**Task details**
Going line by line through the material below, tally those that contain the word "alarm" and give the count by itself.
▼
PR #597, opened 2019-10-10
Fix missed mouse out to hide status window when systray icon is used

ponchofiesta:


ponchofiesta:
You already fixed it :)

PR #599, opened 2019-10-15
monitos 4.4+ no longer experimental: A lot tested with version 3.3-20…

froehl:
monitos4 no longer experimental: A lot tested with version 3.3-20191010 (Win10 & macOS 10.14)

### DIFF
--- a/README.md
+++ b/README.md
@@ -1,7 +1,7 @@
 Nagstamon
 =========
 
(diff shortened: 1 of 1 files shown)


HenriWahl:
OK... what is by the way the difference between monitos 3 and 4? I monitos 3 obsolete or has it still its userbase?

froehl:
> OK... what is by the way the difference between monitos 3 and 4? I monitos 3 obsolete or has it still its userbase?

The differences between monitos 3 and monitos 4 are a lot ;-). New Major version. Among others monitos 4 has new APIs. There is still a userbase for monitos 3, but shrinking.

Issue #154, opened 2015-08-19
Add "Use Expire Time" for an acknowledgement


neufeind:
In Icinga an acknowledgement has the option "Use Expire Time". With that you can accept an alarm for a given time.

If it returns to okay-state before, then the monitoring takes effect immediately again (in contrast to if you specify a downtime of some hours). But if the alarm doesn't go away after the given time the alarm will return.
Example usecase: When sending out a large newsletter you can ack that for a certain time a high load on the mailqueue is okay.

HenriWahl:
Sounds interesting.

idl0r:
I'd like to see that option too. Would be really handy.

Mahagon:
This would be really usefull

Dreamfire78:
+1 for this feature from me. Now I have to open the WebInterface everytime I have to add an expiration time.

HenriWahl:
Just 4 years later this feature arrived - thanks @Massl123 

Check at https://nagstamon.ifw-dresden.de/download/#testing

PR #602, opened 2019-11-01
Added use expire time feature for acknowledgements to IcingaWeb2

Massl123:
This adds #154

### DIFF
--- a/Nagstamon/QUI/__init__.py
+++ b/Nagstamon/QUI/__init__.py
@@ -6164,6 +6164,16 @@ class Dialog_Acknowledge(Dialog):
     def __init__(self, dialog):
         Dialog.__init__(self, dialog)
 
+        self.TOGGLE_DEPS = {
+            self.ui.input_checkbox_use_expire_time: [self.ui.input_datetime_expire_time]
+            }
+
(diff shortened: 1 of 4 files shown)


HenriWahl:
Sorry for the late reply... I am about to get a stable release 3.4 ready and there are still some other small things to fix. I will look into your changes after this.

Massl123:
Will this be included in 3.4? I think it would be a nice addition for that release.

neufeind:
What does it take to get this working with an Icinga 1.x-installation as well? There is also an expiry-time when setting an ack. Inputfields on the webinterface in the HTML have these names:

<input type="checkbox" id="expire_checkbox" name="use_ack_end_time" onclick="if (document.getElementById('expire_checkbox').checked == true) document.getElementById('expired_date_row').style.display = ''; else document.getElementById('expired_date_row').style.display = 'none';">

<input type="text" class="timepicker hasDatepicker" name="end_time" value="12-02-2019 20:30:20" size="25" id="dp1575307821023">

Massl123:
Should be pretty easy. If i find the time i can make an PR.
But this will be included in the release after 3.4.

Issue #609, opened 2019-11-20
Passwords in debug log


mbirth:
Version: 3.3-20191114

I've noticed the debug log contains server passwords in cleartext. They should be replaced by something like `*****` or redacted otherwise so no actual password ends up in the logfile.

PR #610, opened 2019-11-25
Allow string values to be looged and fix FetchURL function

Massl123:
File "/usr/lib/python3/dist-packages/Nagstamon/Servers/Generic.py", line 1421, in FetchURL
    for key in cgi_data_log.keys():
AttributeError: 'str' object has no attribute 'keys'

Some servers send cgi_data as strings - e.g. Nagios when doing the recheck action.
Related to #609


HenriWahl:
Thanks!

PR #611, opened 2019-11-26
Add expire time for acknowlegements to settings and other fixes

Massl123:
- fix setting expire time when selecting "acknowledge all services on host"
- add expire time to settings for actions and to configuration file
- fix resizing of acknowledgement dialog when changing between server with expire time and one without

Btw, nice way of managing configuration and settings dialog, really easy to expand!


HenriWahl:
Do you plan more PRs? :-)

If not I think we are going to reach stable release 3.4 soon.

HenriWahl:
I added a dection if an IcingaWeb2 exists at all - if not, your new default option is not shown to avoid confusion.

Massl123:
For now no more PRs are planned, unless i find a bug.

> I added a dection if an IcingaWeb2 exists at all - if not, your new default option is not shown to avoid confusion.

Great idea!

PR #1528, opened 2022-12-09
Chain redesign: Integration tests.

kape1395:
`./packages/chain/...` tests are passing now.


packages/chain/node.go
```diff
@@ -14,6 +14,8 @@
 // This object interacts with:
 //   - NodeConn.
 //   - Administrative functions.
+//
+// TODO: Ensure access nodes contain the committee nodes.
```
muXxer, line 18: you did that already in this PR, no?

muXxer (approved):

packages/chain/node.go
kape1395: Not yet. Will resolve along with handling the per-node access nodes.

PR #1535, opened 2022-12-12
Make Publisher work again.

kape1395:
The publisher component was introduced. It acts as a listener for a chain.
That's an initial implementation. WS instead of nano should be used, but the main construction works.


packages/publisher/publisher.go
```diff
@@ -11,6 +23,101 @@ var Event = events.NewEvent(func(handler interface{}, params ...interface{}) {
...
+		running:          &atomic.Bool{},
+		log:              log,
+	}
+	return p
+}
+
+// Implements the chain.ChainListener interface.
+// NOTE: Do not block the caller!
+func (p *Publisher) BlockApplied(chainID isc.ChainID, block state.Block) {
+	p.blockAppliedPipe.In() <- &publisherBlockApplied{chainID: chainID, block: block}
```
jorgemmsilva, line 56: why use pipe instead of chan?

packages/publisher/publisher.go
```diff
@@ -11,6 +23,101 @@ var Event = events.NewEvent(func(handler interface{}, params ...interface{}) {
...
+	ctxDone := ctx.Done()
+	for {
+		select {
+		case blockAppliedUntyped := <-blockAppliedPipeOutCh:
+			p.handleBlockApplied(blockAppliedUntyped.(*publisherBlockApplied))
+		case <-ctxDone:
+			return
+		}
+	}
+}
```
jorgemmsilva: minor suggestion (to remove `ctxDone := ctx.Done()`)

```suggestion
func (p *Publisher) Run(ctx context.Context) {
	blockAppliedPipeOutCh := p.blockAppliedPipe.Out()
	for {
		select {
		case blockAppliedUntyped := <-blockAppliedPipeOutCh:
			p.handleBlockApplied(blockAppliedUntyped.(*publisherBlockApplied))
		case <-ctx.Done():
			return
		}
	}
}
```

tools/cluster/tests/deploy_test.go
```diff
@@ -19,8 +19,8 @@ func TestDeployChain(t *testing.T) {
 
 	counter1, err := e.Clu.StartMessageCounter(map[string]int{
 		"dismissed_chain": 0,
-		"state":           2,
-		"request_out":     1,
+		"state":           0, // TODO: Was 2, is it meaningful to check this?
```
jorgemmsilva, line 22: >is it meaningful to check this?
I don't think so.

IMO these `MessageCounter` tests are a bit odd and should be removed

jorgemmsilva (approved):

packages/publisher/publisher.go
kape1395: To avoid locking. The pipe never blocks. Channel will block if its capacity is exhausted.
Here we are interacting with outside world, some bad nano/ws client could read from the socket slowly making the chain to block.

packages/publisher/publisher.go
kape1395: Isn't then the function Done() is executed on each loop iteration?

packages/publisher/publisher.go
```diff
@@ -11,6 +23,101 @@ var Event = events.NewEvent(func(handler interface{}, params ...interface{}) {
...
+
+// This is called by the component to run this.
+func (p *Publisher) Run(ctx context.Context) {
+	blockAppliedPipeOutCh := p.blockAppliedPipe.Out()
+	ctxDone := ctx.Done()
+	for {
+		select {
+		case blockAppliedUntyped := <-blockAppliedPipeOutCh:
+			p.handleBlockApplied(blockAppliedUntyped.(*publisherBlockApplied))
```
muXxer, line 69: wouldn't that panic if the channel gets closed? or does this never happen?

packages/publisher/publisher.go
jorgemmsilva: guess so, but that's probably negligible.

this is how the go docs do it:
https://pkg.go.dev/context#Context

packages/publisher/publisher.go
```diff
@@ -11,6 +23,101 @@ var Event = events.NewEvent(func(handler interface{}, params ...interface{}) {
...
+	chainID isc.ChainID
+	block   state.Block
+}
+
+func NewPublisher(log *logger.Logger) *Publisher {
+	p := &Publisher{
+		blockAppliedPipe: pipe.NewDefaultInfinitePipe(),
+		mutex:            &sync.RWMutex{},
+		running:          &atomic.Bool{},
+		log:              log,
```
muXxer, line 48: If you use the `WrappedLogger` like we do in some places in the code, the code wouldn't panic if `log == nil`.

packages/publisher/publisher.go
jorgemmsilva: we should read from the channel always, then send to any subscribed client, if they don't read it - that should never block the publisher (if it blocks, that's poor implementation of WS/NanoMsg/whatever lib we use).

I always prefer standard chan to pipe, unless there is a good reason to use them

packages/publisher/publisher.go
kape1395: Ok, ok.

packages/publisher/publisher.go
kape1395: I added a  check.

packages/publisher/publisher.go
kape1395: Should we expect the nil logger? We expect it to be non-nil in the codebase.

muXxer: You can leave it as it is, just wanted to mention that we also use the other way in some place. 
Maybe I can clean that up some day, after the node runs.

tools/cluster/tests/deploy_test.go
kape1395: Let's solve that in other PR.

packages/publisher/publisher.go
kape1395: I think that's exactly the reason to use a pipe instead of a plain channel. I prefer to use channels as well. But they are for synchronization and not for queueing.

PR #1538, opened 2022-12-12
Access nodes to be used

kape1395:


packages/chain/node.go
```diff
@@ -222,11 +236,14 @@ func New(
...
 		publishingTXes:         map[iotago.TransactionID]context.CancelFunc{},
 		procCache:              processors.MustNew(processorConfig),
+		configUpdatedCh:        make(chan *configUpdate, 1),
 		listener:               listener,
 		accessLock:             &sync.RWMutex{},
 		activeCommitteeDKShare: nil,
 		activeCommitteeNodes:   []*cryptolib.PublicKey{},
-		activeAccessNodes:      []*cryptolib.PublicKey{},
+		activeAccessNodes:      nil,                // updated bellow.
+		accessNodesFromNode:    accessNodesForNode, // TODO: Update it on event.
```
jorgemmsilva:
```suggestion
		accessNodesFromNode:    accessNodesForNode,
```
we can probably remove the TODO

jorgemmsilva (approved):

packages/chains/chains.go
```diff
@@ -110,6 +111,14 @@ func (c *Chains) Run(ctx context.Context) error {
 	}
 	c.ctx = ctx
 
+	c.chainRecordRegistryProvider.Events().ChainRecordModified.Attach(event.NewClosure(func(event *registry.ChainRecordModifiedEvent) {
+		c.mutex.Lock()
```
muXxer: Wouldn't a RLock be sufficient?
And you can move the defer directly after the RLock().

muXxer (changes requested):

packages/chain/node.go
kape1395: Thanks!

packages/chains/chains.go
kape1395: Good point, thanks.

muXxer (approved):

PR #1539, opened 2022-12-12
Fix linter errors

muXxer:


packages/testutil/testchain/mock_nodeconn.go
```diff
@@ -12,17 +12,19 @@ import (
 	"github.com/iotaledger/wasp/packages/metrics/nodeconnmetrics"
 )
 
+// TODO: fix MockedNodeConn (do we need the commented code?)
```
jorgemmsilva: Probably not, let's just remove it

jorgemmsilva (approved):
👍

packages/testutil/testchain/mock_nodeconn.go
muXxer: Removed! :+1:

dessaya (approved):

PR #1541, opened 2022-12-13
Fix TestNodeConn cluster test

muXxer:
The callbacks for AttachChain were in the wrong order, so the test was blocking in the channels.

### DIFF
--- a/scripts/run_tests.sh
+++ b/scripts/run_tests.sh
@@ -17,6 +17,9 @@ fi
 FILES=$(go list ./... | grep -v github.com/iotaledger/wasp/contracts/wasm)
 ${GO_EXECUTABLE} clean -testcache
 
+make wasm
+make install
+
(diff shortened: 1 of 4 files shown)


scripts/run_tests.sh
```diff
@@ -17,6 +17,10 @@ fi
 FILES=$(go list ./... | grep -v github.com/iotaledger/wasp/contracts/wasm)
 ${GO_EXECUTABLE} clean -testcache
 
+make compile-solidity
+make wasm
+make install
```
jorgemmsilva:
```suggestion
make wasm
make install
```

I think make install already does the solidity bit

jorgemmsilva (approved):

scripts/run_tests.sh
muXxer: Will fix :+1:

kape1395 (approved):

PR #1550, opened 2022-12-14
tests: fix cluster tests with permissioned access nodes

jorgemmsilva:
- fixes putRecord webapi not using accessnodes
- removes "pubkey to hex" "from hex", just use "string/fromString" 
- fixes cluster tests with permissioned access nodes (there is a small snippet of code that can be removed if we automate adding the correct peers to chain records, marked with a "TODO remove")
- fixes log levels being forcefully changed in some places
- updates cluster tests default ports so that they don't conflicts with commonly used ports (specially when running tests with 20 or 30 nodes)

### DIFF
--- a/packages/registry/chain_registry.go
+++ b/packages/registry/chain_registry.go
@@ -281,8 +281,6 @@ func (p *ChainRecordRegistryImpl) UpdateChainRecord(chainID isc.ChainID, callbac
 	}
 
 	if modified {
-		s, _ := chainRecord.MarshalJSON()
-		println("AAA ", string(s))
 		p.events.ChainRecordModified.Trigger(&ChainRecordModifiedEvent{
 			ChainRecord: chainRecord,
 		})
--- a/packages/registry/chain_registry.go
+++ b/packages/registry/chain_registry.go
@@ -27,11 +27,11 @@ type ChainRecord struct {
 	AccessNodes []*cryptolib.PublicKey
 }
 
-func NewChainRecord(chainID isc.ChainID, active bool) *ChainRecord {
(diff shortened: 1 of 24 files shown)


packages/registry/chain_registry.go
```diff
@@ -281,6 +281,8 @@ func (p *ChainRecordRegistryImpl) UpdateChainRecord(chainID isc.ChainID, callbac
 	}
 
 	if modified {
+		s, _ := chainRecord.MarshalJSON()
```
muXxer: was this debug stuff? :D

packages/webapi/model/chain_record.go
```diff
@@ -3,21 +3,40 @@
...
 }
 
-func (bd *ChainRecord) Record() *registry.ChainRecord {
-	return registry.NewChainRecord(bd.ChainID.ChainID(), bd.Active)
+func (bd *ChainRecord) Record() (*registry.ChainRecord, error) {
+	accessNodes := make([]*cryptolib.PublicKey, len(bd.AccessNodes))
+
+	for i, pubKeyStr := range bd.AccessNodes {
+		pubKey, err := cryptolib.NewPublicKeyFromString(pubKeyStr)
+		accessNodes[i] = pubKey
```
muXxer: maybe check the error before setting the pubKey in the slice

dessaya (approved):

packages/registry/chain_registry.go
jorgemmsilva: well spotted! thanks

muXxer (approved):

PR #1583, opened 2022-12-19
refactor: publisher get events

jorgemmsilva:
refactors the way the publisher package gets events, in preparation for the implementation of "subscription filters".

fixes the cluster publisher test.

There are some TODOs in that test that point to a race condition in the "wait for request" endpoint. To be looked into.

### DIFF
--- a/packages/publisher/events.go
+++ b/packages/publisher/events.go
@@ -1,0 +1,100 @@
+package publisher
+
+import (
+	"fmt"
+
+	"github.com/iotaledger/wasp/packages/isc"
+	"github.com/iotaledger/wasp/packages/kv"
+	"github.com/iotaledger/wasp/packages/kv/subrealm"
+	"github.com/iotaledger/wasp/packages/state"
+	"github.com/iotaledger/wasp/packages/vm/core/blocklog"
+)
+
+const (
+	ISCEventKindNewBlock      = "new_block"
+	ISCEventKindReceipt       = "receipt" // issuer will be the request sender
+	ISCEventKindSmartContract = "contract"
+)
+
+const ISCEventIssuerVM = "vm"
+
+type ISCEvent struct {
+	Kind      string
+	Issuer    isc.AgentID // nil means issued by the VM
+	RequestID isc.RequestID
+	Content   string
+}
+
+// kind is not printed right now, because it is added when calling p.publish
+func (e *ISCEvent) String() string {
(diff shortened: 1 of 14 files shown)


packages/publisher/events.go
```diff
@@ -0,0 +1,100 @@
...
+	}
+	return fmt.Sprintf("%s - %s", issuerStr, e.Content)
+}
+
+// EventsFromBlock extracts the events from a block, its returns a chan of ISCEvents so they can be filtered
+func EventsFromBlock(block state.Block) (chan ISCEvent, chan error) {
+	resultCh := make(chan ISCEvent)
+	errCh := make(chan error)
+
+	go func() {
```
kape1395: Why can't we provide a predicate for filtering instead of spawning routines here for filtering?

dessaya: +1, why does this function return channels instead of slices?

packages/webapi/reqstatus/reqstatus.go
```diff
@@ -78,6 +78,34 @@ func (r *reqstatusWebAPI) handleWaitRequestProcessed(c echo.Context) error {
 	}
 	rec := <-ch.AwaitRequestProcessed(c.Request().Context(), reqID, true)
 	return r.resolveReceipt(c, ch, rec)
+
+	// retCh := make(chan *blocklog.RequestReceipt, 1)
```
dessaya: This left intentionally commented out?

packages/publisher/events.go
jorgemmsilva: The idea is that it will be very easy to consume the channel, filter the events, and forward them to all the clients that are subscribed to certain criteria.

If this returns a slice, we need to hold it in memory and iterate it again to filter/publish.

We could also do the publishing as we get the events, without the channel, but this seems to me like an easy abstraction, and keeps the logic separated. We can get rid of it, sure

dessaya: The main concern with this approach is that it may cause a goroutine leak if the caller does not fully consume the chans.

dessaya (approved):

packages/publisher/events.go
jorgemmsilva: Fair points. I'll reconsider this tomorrow :+1:

jorgemmsilva: removed the go routine :ok_man:

PR #1589, opened 2022-12-20
Publish a off-ledger-request to access nodes, if committee is not known.

kape1395:


jorgemmsilva (approved):

packages/chain/mempool/distSync/distSync.go
```diff
@@ -122,7 +123,13 @@ func (dsi *distSyncImpl) handleInputAccessNodes(input *inputAccessNodes) gpa.Out
 //   - Just send a message to all the committee nodes.
```
muXxer, line 123: Shouldn't we change that comment as well?

kape1395: OK, will change. With another PR I'm working on.

PR #1595, opened 2022-12-21
Fix: webapi chainrecords

jorgemmsilva:


packages/webapi/model/address.go
```diff
@@ -19,6 +19,9 @@ func (a Address) MarshalJSON() ([]byte, error) {
 }
 
 func (a *Address) UnmarshalJSON(b []byte) error {
+	if len(b) <= 2 { // empty string means len(b) == 2 // ("")
+		return nil
+	}
```
dessaya: Why is an empty string considered a valid address? :thinking:

jorgemmsilva: Our API is sending empty strings when the fields don't exist, I think it's a consequence of changing stuff from pointers to objects (strings)

dessaya: And can't we fix the API instead? Otherwise IMO this seems like inviting hard-to-find bugs. For example:

```go
var a Address
err := a.UnmarshalJSON([]byte(""))
require.NoError(err)
// since no error I expect a to be valid
addr := a.Address() // this panics
```

jorgemmsilva: yup, I realized this was the correct way to go after writing the previous comment. Thanks for the repair! :ok_hand:

dessaya (approved):

muXxer (approved):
▲
**Solution for this problem**
2